* **What you will do**
Write out again the entries from the first line to the line that includes "drop it. The", keeping both of those lines.

##### Data to examine #####

PR #10266, opened 2024-01-27
Open command script in external editor on Alt+o

krobelus:
Fish functions are great for configuring fish but they don't integrate
seamlessly with the rest of the system. For tasks that can run outside fish,
writing scripts is the natural approach.

To edit my scripts I frequently run

    $EDITOR (which my-script)

Would be great to reduce the amount typing for this common case (the names
of editor and scripts are usually short, so that's a lot of typing spent on
the boring part).

Our Alt+o binding opens the file at the cursor in a pager.  When the cursor
is in command position, it doesn't do anything (unless the command is actually
a valid file path). Let's make it open the resolved file path in an editor.

Also enable this functionality in Alt+e.  This is experimental, I will probably
drop it. The motivation is that when the cursor is on the command token of a
single-process commandline, the existing Alt+e behavior is probably not very
helpful. So maybe we can improve discoverability of this feature by plugging
it in here. Though I'm not sure how many users would even try Alt+e on the
command token.

In future, we should teach this binding to delegate to "funced" upon seeing
a function instead of a script. I didn't do it yet because funced prints
messages, so it will mess with the commandline rendering if used from
a binding.  (The fact that funced encourages overwriting functions that
ship with fish is worrysome. Also I'm not sure why funced doesn't open the
function's source file directly (if not sourced from stdin). Persisting the
function should probably be the default.)

Alternative approach: I think other shells expand "=my-script" to
"/path/to/my-script".  That is certainly an option -- if we do that we'd want
to teach fish to complete command names after "=".  Since I don't remember
scenarios where I care about the full path of a script beyond opening it in
my editor, I didn't look further into this.

### DIFF
--- a/share/functions/__fish_anyeditor.fish
+++ b/share/functions/__fish_anyeditor.fish
@@ -1,0 +1,16 @@
+function __fish_anyeditor --description "Print a editor to use, or an error message"
+    set -l editor
+    if set -q VISUAL
+        echo $VISUAL | read -at editor
+    else if set -q EDITOR
+        echo $EDITOR | read -at editor
+    else
+        echo
+        echo (_ 'External editor requested but $VISUAL or $EDITOR not set.')
+        echo (_ 'Please set VISUAL or EDITOR to your preferred editor.')
+        commandline -f repaint
+        return 1
+    end
+    string join \n $editor
+    return 0
+end
--- a/share/functions/__fish_edit_command_if_at_cursor.fish
+++ b/share/functions/__fish_edit_command_if_at_cursor.fish
@@ -1,0 +1,24 @@
+function __fish_edit_command_if_at_cursor --description 'If cursor is at the command token, edit the command source file'
+    set -l editor $argv
+    set -l tokens (commandline -xpc)
+    set -l command
+    if not set -q tokens[1]
+        set command (commandline -xp)[1]
+    else if test (count $tokens) = 1 && test -z "$(commandline -t)"
+        set command $tokens[1]
+    end
+
+    set -q command[1]
+    or return 1
+    set -l command_path (command -v -- $command)
+    or return 1
+    test -w $command_path
+    or return 1
+    string match -q 'text/*' (file --brief --mime-type -- $command_path)
+    or return 1
+
+    __fish_disable_bracketed_paste
+    $editor $command_path
+    __fish_enable_bracketed_paste
+    return 0
+end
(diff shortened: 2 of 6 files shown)


share/functions/__fish_edit_command_if_at_cursor.fish
```diff
@@ -0,0 +1,24 @@
...
+        set command $tokens[1]
+    end
+
+    set -q command[1]
+    or return 1
+    set -l command_path (command -v -- $command)
+    or return 1
+    test -w $command_path
+    or return 1
+    string match -q 'text/*' (file --brief --mime-type -- $command_path)
```
faho, line 17: `file` would be a new dependency, we should probably error out if it doesn't exist.

An alternative is to look at the first line and see if it's a shebang.

share/functions/__fish_anyeditor.fish
```diff
@@ -0,0 +1,16 @@
+function __fish_anyeditor --description "Print a editor to use, or an error message"
+    set -l editor
+    if set -q VISUAL
+        echo $VISUAL | read -at editor
+    else if set -q EDITOR
+        echo $EDITOR | read -at editor
+    else
+        echo
+        echo (_ 'External editor requested but $VISUAL or $EDITOR not set.')
+        echo (_ 'Please set VISUAL or EDITOR to your preferred editor.')
```
faho, line 10: Any particular reason this doesn't just go to stderr?

faho:
> Alternative approach: I think other shells expand "=my-script" to
"/path/to/my-script". That is certainly an option -- if we do that we'd want
to teach fish to complete command names after "=". Since I don't remember
scenarios where I care about the full path of a script beyond opening it in
my editor, I didn't look further into this.

I have, for a laugh, written an abbreviation that does this. I would be okay with shipping that by default after we hash out how default abbrs would work.

I would be quite against making it core syntax, and it would be an awkward compatibility break to make `=` special in that regard.

share/functions/__fish_edit_command_if_at_cursor.fish
krobelus: TIL `file` is POSIX but the specified version doesn't have any of the options we need.
But it seems everyone uses the same implementation (except for OpenBSD but it's still compatible).  
I'm leaning towards adding it to the dependencies, and print an error if it fails here. (We can still early-return though it makes no functional difference).

share/functions/__fish_anyeditor.fish
krobelus: yeah, stderr is better here

share/functions/__fish_edit_command_if_at_cursor.fish
faho: In general long options aren't POSIX.

I'm *fine* with relying on file, I would just like a proper error here.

#####

* **Answer section**
PR #10266, opened 2024-01-27
Open command script in external editor on Alt+o

krobelus:
Fish functions are great for configuring fish but they don't integrate
seamlessly with the rest of the system. For tasks that can run outside fish,
writing scripts is the natural approach.

To edit my scripts I frequently run

    $EDITOR (which my-script)

Would be great to reduce the amount typing for this common case (the names
of editor and scripts are usually short, so that's a lot of typing spent on
the boring part).

Our Alt+o binding opens the file at the cursor in a pager.  When the cursor
is in command position, it doesn't do anything (unless the command is actually
a valid file path). Let's make it open the resolved file path in an editor.

Also enable this functionality in Alt+e.  This is experimental, I will probably
drop it. The motivation is that when the cursor is on the command token of a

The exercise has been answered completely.